PR #1007, opened 2023-04-21
[#IOCOM-175] new third party message precondition api and updated definitions

AndreaPagoPa:
#### Types of changes

#### Checklist:

### DIFF
--- a/api_backend.yaml
+++ b/api_backend.yaml
@@ -504,6 +504,57 @@ paths:
           description: Not Implemented
         '504':
           description: Gateway Timeout
+  "/third-party-messages/{id}/precondition":
+    x-swagger-router-controller: MessagesController
+    get:
+      operationId: getThirdPartyMessagePrecondition
+      summary: Retrieve Third Party message precondition to receive the third party content
+      description: |-
+        Returns the Third Party message precondition associated to the provided message ID to receive the third party content.
+      parameters:
+        - name: id
+          in: path
+          type: string
+          minLength: 1
+          required: true
+          description: ID of the IO message.
+      responses:
+        "200":
+          description: Found.
+          schema:
+            $ref: "#/definitions/ThirdPartyMessagePrecondition"
+          examples:
+            text/json: |
+              "title": "Questo messaggio contiene una comunicazione a valore legale",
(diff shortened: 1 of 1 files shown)


src/services/newMessagesService.ts
```diff
@@ -235,6 +237,32 @@ export default class NewMessagesService {
...
+    | IResponseErrorTooManyRequests
+    | IResponseSuccessNoContent
+    | IResponseSuccessJson<ThirdPartyMessagePrecondition>
+  > =>
+    pipe(
+      this.getThirdPartyMessageFnApp(fiscalCode, messageId),
+      TE.chain(message =>
+        pipe(
+          this.getThirdPartyMessagePreconditionFromThirdPartyService(message)
+        )
```
Garma00, line 260: we can remove this pipe, i think something like:

```ts
TE.chain(this.getThirdPartyMessagePreconditionFromThirdPartyService)
```
would be cleaner

src/services/newMessagesService.ts
```diff
@@ -491,6 +519,28 @@ export default class NewMessagesService {
...
+    ThirdPartyMessagePrecondition
+  > =>
+    // TODO remove dummy implementation with the real one that calls the api of pn to get the third party content
+    pipe(
+      TE.of({
+        markdown:
+          "Se continui, la notifica risulterà legalmente recapitata a te. Aprire il messaggio su IO equivale infatti a firmare la ricevuta di ritorno di una raccomandata tradizionale.\n**Mittente**: Comune di Xxxxxxx  \n**Oggetto**: Infrazione al codice della strada  \n**Data e ora**: 12 Luglio 2022 - 12.36  \n**Codice IUN**: YYYYMM-1-ABCD-EFGH-X",
+        title: "Questo messaggio contiene una comunicazione a valore legale"
+      })
+    );
```
Garma00, line 542: Ditto, we can just return `TE.of` here without the `pipe`

Garma00 (commented):
GJ, just some minor changes

src/app.ts
```diff
@@ -1104,6 +1104,15 @@ function registerAPIRoutes(
     )
   );
 
+  app.get(
+    `${basePath}/third-party-messages/{id}/precondition`,
```
michaeldisaro, line 1108:
```suggestion
    `${basePath}/third-party-messages/:id/precondition`,
```

michaeldisaro (changes requested):

src/services/newMessagesService.ts
michaeldisaro: when you call a method it's better to use the arrow functions style.

michaeldisaro (approved):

#####

__AIM OF THE EXERCISE__. Search the listing for the word "description", and copy every line in which it is found.

__SOLUTION TO THIS TASK__.
           description: Not Implemented
           description: Gateway Timeout
+      description: |-
+          description: ID of the IO message.
+          description: Found.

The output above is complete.